Requirement:
Exactly as they appear, restate the lines of the material, from the first through the one containing "- The downstream CI caught the bugs.".

Raw data:

....................

PR #399, opened 2023-12-21
fix two bugs from metrics and cancel

TingDaoK:
*Issue #, if available:*

- The downstream CI caught the bugs.
- One is when we have pending streaming requests in the list, we finishing the meta request by just release the refcount on those requests. But we wait the eventloop to delivery the metrics while they delivery the body streaming for those requests. So, those requests will leak the metrics memory
- The second one is that when the cancel for the http stream was invoked after the stream has already completed, or completing. The error code on complete will not be the error code we asked for canceling. So, we cannot rely on the error code to check for the node has been removed or not. 

*Description of changes:*

- Finish up the metrics from the meta request finish function as well. Double-checked that nothing else will pop from the priority list to deliver the body
- Rely on the `synced_data.http_stream` to track the linked-list node should be removed or not


source/s3_meta_request.c
```diff
@@ -1935,6 +1940,8 @@ void aws_s3_meta_request_finish_default(struct aws_s3_meta_request *meta_request
         struct aws_linked_list_node *request_node = aws_linked_list_pop_front(&release_request_list);
         struct aws_s3_request *release_request = AWS_CONTAINER_OF(request_node, struct aws_s3_request, node);
         AWS_FATAL_ASSERT(release_request != NULL);
+        /* The pending body streaming requests cleaned up here. Finish the metrics for those requests. */
```
graebm, line 1943: trivial: just adding some text that would have helped me understand the complex lifetime
```suggestion
        /* This pending-body-streaming request was never moved to the event-delivery queue,
         * so its metrics were never finished. Finish them now. */
```

source/s3_meta_request.c
```diff
@@ -1385,14 +1385,16 @@ static void s_s3_meta_request_stream_complete(struct aws_http_stream *stream, in
...
-    if (error_code != AWS_ERROR_S3_CANCELED && error_code != AWS_ERROR_S3_PAUSED) {
-        /* BEGIN CRITICAL SECTION */
+    /* BEGIN CRITICAL SECTION */
+    {
         aws_s3_meta_request_lock_synced_data(meta_request);
-        AWS_ASSERT(request->synced_data.http_stream != NULL);
-        aws_linked_list_remove(&request->ongoing_http_requests_list_node);
+        if (request->synced_data.http_stream) {
+            /* The request has been cancelled, and the node has been removed. */
+            aws_linked_list_remove(&request->ongoing_http_requests_list_node);
```
graebm, line 1393: I didn't review the [PR](https://github.com/awslabs/aws-c-s3/pull/395) where this was added, but I think there are some more race conditions...

graebm: https://github.com/awslabs/aws-c-s3/blob/c91f4c3c3bbee8dcd4a49cff0713825aef33e7cb/source/s3_meta_request.c#L1074-L1094

We activate the stream, then acquire the lock, then modify `http_stream` and `ongoing_http_requests_list`.

Once you call activate(), the stream may complete before we acquire the lock. So the stream would try to take itself out of the list. Then we'd put the stream in the list. This probably leads to a leak or dangling reference.

graebm: Another race condition:
- The meta-request is cancelled, so we iterate the `ongoing_http_requests_list` and cancel streams
- Then on another thread we just finished activating a stream and put it into the list, it runs to completion instead of getting canceled.

So from this function we probably want to check whether we should still be making the request, and NOT make the request, or not activate it (is that allowed?), or cancel it instead of adding to list

graebm: also: does `http_stream` solely exist so we can cancel it? If so, let's make that a bit more clear by doing things like:
- set it NULL after removing from `ongoing_http_requests`
- rename it ~http_stream~ -> `ongoing_http_stream` to make the connection to `ongoing_http_requests` more clear

source/s3_meta_request.c
```diff
@@ -1071,28 +1071,41 @@ void aws_s3_meta_request_send_request(struct aws_s3_meta_request *meta_request,
...
-
-        goto error_finish;
-    }
-
     {
         /* BEGIN CRITICAL SECTION */
         aws_s3_meta_request_lock_synced_data(meta_request);
+        if (aws_s3_meta_request_has_finish_result_synced(meta_request) && !request->always_send) {
+            /* The meta request is finishing up, drop the HTTP stream to the ground. */
+            aws_raise_error(meta_request->synced_data.finish_result.error_code);
```
graebm, line 1079: trivial: should we raise some kind of CANCELED error here instead? It's not going to end up as the final meta-request error code, because it already has one. But it might make more sense in the logs to see parts getting torn down with CANCELED errors

source/s3_meta_request.c
```diff
@@ -1071,28 +1071,41 @@ void aws_s3_meta_request_send_request(struct aws_s3_meta_request *meta_request,
...
+            aws_s3_meta_request_unlock_synced_data(meta_request);
+            goto error_finish;
+        }
+
+        /* Activate the stream within the lock as once the activate invoked, the HTTP level callback can happen right
+         * after.  */
+        if (aws_http_stream_activate(stream) != AWS_OP_SUCCESS) {
```
graebm, line 1086: le sigh: I hate that the activate() function can fail
unrelated to this PR (other than it shows how it's annoying)

source/s3_meta_request.c
```diff
@@ -1385,14 +1398,16 @@ static void s_s3_meta_request_stream_complete(struct aws_http_stream *stream, in
...
     }
-    if (error_code != AWS_ERROR_S3_CANCELED && error_code != AWS_ERROR_S3_PAUSED) {
-        /* BEGIN CRITICAL SECTION */
+    /* BEGIN CRITICAL SECTION */
+    {
         aws_s3_meta_request_lock_synced_data(meta_request);
-        AWS_ASSERT(request->synced_data.http_stream != NULL);
-        aws_linked_list_remove(&request->ongoing_http_requests_list_node);
+        if (request->synced_data.ongoing_http_stream) {
+            /* The request has been cancelled, and the node has been removed. */
```
graebm, line 1405: this comment is confusing. the request is complete but it wasn't necessarily canceled.
and we're about to remove the node, but the comment make it sound like it was already removed

delete the comment entirely, the code makes enough sense now, or replace with something like
```suggestion
            /* Remove from list of ongoing requests */
```

source/s3_meta_request.c
```diff
@@ -1677,12 +1692,34 @@ void aws_s3_meta_request_cancel_ongoing_http_requests_synced(struct aws_s3_meta_
             AWS_CONTAINER_OF(request_node, struct aws_s3_request, ongoing_http_requests_list_node);
         if (!request->always_send) {
             /* Cancel the ongoing http stream, unless it's always send. */
-            aws_http_stream_cancel(request->synced_data.http_stream, error_code);
+            aws_http_stream_cancel(request->synced_data.ongoing_http_stream, error_code);
         }
-        request->synced_data.http_stream = NULL;
+        request->synced_data.ongoing_http_stream = NULL;
```
graebm, line 1697: debatable: seems accident-prone that we put `always_send` requests in this list, but then we need to be careful about not canceling.

Maybe rename ~ongoing_http_stream~ and ~ongoing_http_requests_list~ to `cancelable_http_stream` and `cancelable_http_requests_list`, and `always_send` requests shouldn't touch those variables at all

source/s3_meta_request.c
TingDaoK: well, at least we can still invoke it within the lock, positive sigh

source/s3_meta_request.c
TingDaoK: yeah, updated the code, but I forgot to update the comment around it ...

include/aws/s3/private/s3_meta_request_impl.h
```diff
@@ -226,8 +226,8 @@ struct aws_s3_meta_request {
         /* True if the finish result has been set. */
         uint32_t finish_result_set : 1;
 
-        /* To track the aws_s3_request that are active from HTTP level */
-        struct aws_linked_list ongoing_http_requests_list;
+        /* To track the aws_s3_request that are cancelled from HTTP level */
```
graebm, line 229: trivial: comment sounds like it tracks requests that have already been cancelled
```suggestion
        /* To track aws_s3_requests with cancellable HTTP streams */
```

include/aws/s3/private/s3_request.h
```diff
@@ -114,12 +114,12 @@ struct aws_s3_request {
...
 
     /* Linked list node used for tracking the request is active from HTTP level. */
-    struct aws_linked_list_node ongoing_http_requests_list_node;
+    struct aws_linked_list_node cancelable_http_streams_list_node;
 
     /* The meta request lock must be held to access the data */
     struct {
         /* The underlying http stream, only valid when the request is active from HTTP level */
-        struct aws_http_stream *http_stream;
+        struct aws_http_stream *ongoing_http_stream;
```
graebm, line 122:
```suggestion
        struct aws_http_stream *cancellable_http_stream;
```

source/s3_meta_request.c
```diff
@@ -1071,28 +1071,51 @@ void aws_s3_meta_request_send_request(struct aws_s3_meta_request *meta_request,
...
         aws_linked_list_push_back(
-            &meta_request->synced_data.ongoing_http_requests_list, &request->ongoing_http_requests_list_node);
-        request->synced_data.http_stream = stream;
+            &meta_request->synced_data.cancelable_http_streams_list, &request->cancelable_http_streams_list_node);
+        request->synced_data.ongoing_http_stream = stream;
+
         aws_s3_meta_request_unlock_synced_data(meta_request);
         /* END CRITICAL SECTION */
+    } else {
+        /* If the request always send, it is not cancellable, we simply active the stream. */
```
graebm, line 1102:
```suggestion
        /* If the request always send, it is not cancellable, we simply activate the stream. */
```

include/aws/s3/private/s3_meta_request_impl.h
```diff
@@ -226,8 +226,8 @@ struct aws_s3_meta_request {
...
+        struct aws_linked_list cancelable_http_streams_list;
```
graebm, line 230: I deeply apologize, but I gave a bad name suggestion. Apparently it's more common to spell this with two L's

Here is a [Cancellable](https://developer.apple.com/documentation/combine/cancellable) trait in Swift. And Apple is pretty damned choosy about names

include/aws/s3/private/s3_request.h
```diff
@@ -114,12 +114,12 @@ struct aws_s3_request {
     struct aws_linked_list_node node;
 
     /* Linked list node used for tracking the request is active from HTTP level. */
-    struct aws_linked_list_node ongoing_http_requests_list_node;
+    struct aws_linked_list_node cancelable_http_streams_list_node;
```
graebm, line 117:
```suggestion
    struct aws_linked_list_node cancellable_http_streams_list_node;
```

source/s3_meta_request.c
```diff
@@ -1385,14 +1408,15 @@ static void s_s3_meta_request_stream_complete(struct aws_http_stream *stream, in
...
-    if (error_code != AWS_ERROR_S3_CANCELED && error_code != AWS_ERROR_S3_PAUSED) {
-        /* BEGIN CRITICAL SECTION */
+    /* BEGIN CRITICAL SECTION */
+    {
         aws_s3_meta_request_lock_synced_data(meta_request);
-        AWS_ASSERT(request->synced_data.http_stream != NULL);
-        aws_linked_list_remove(&request->ongoing_http_requests_list_node);
+        if (request->synced_data.ongoing_http_stream) {
+            aws_linked_list_remove(&request->cancelable_http_streams_list_node);
+        }
```
graebm, line 1416: null out the stream pointer
```suggestion
        if (request->synced_data.cancellable_http_stream) {
            aws_linked_list_remove(&request->cancellable_http_streams_list_node);
            request->synced_data.cancellable_http_stream = NULL;
        }
```

source/s3_meta_request.c
```diff
@@ -1670,17 +1694,38 @@ bool aws_s3_meta_request_are_events_out_for_delivery_synced(struct aws_s3_meta_r
...
-            aws_linked_list_pop_front(&meta_request->synced_data.ongoing_http_requests_list);
+            aws_linked_list_pop_front(&meta_request->synced_data.cancelable_http_streams_list);
         struct aws_s3_request *request =
-            AWS_CONTAINER_OF(request_node, struct aws_s3_request, ongoing_http_requests_list_node);
-        if (!request->always_send) {
-            /* Cancel the ongoing http stream, unless it's always send. */
-            aws_http_stream_cancel(request->synced_data.http_stream, error_code);
+            AWS_CONTAINER_OF(request_node, struct aws_s3_request, cancelable_http_streams_list_node);
+        AWS_ASSERT(!request->always_send);
+        /* Cancel the ongoing http stream, unless it's always send. */
```
graebm, line 1703: comment about "unless it's always send" not necessary anymore
```suggestion

```

graebm (approved):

....................

Solution below:
PR #399, opened 2023-12-21
fix two bugs from metrics and cancel

TingDaoK:
*Issue #, if available:*

- The downstream CI caught the bugs.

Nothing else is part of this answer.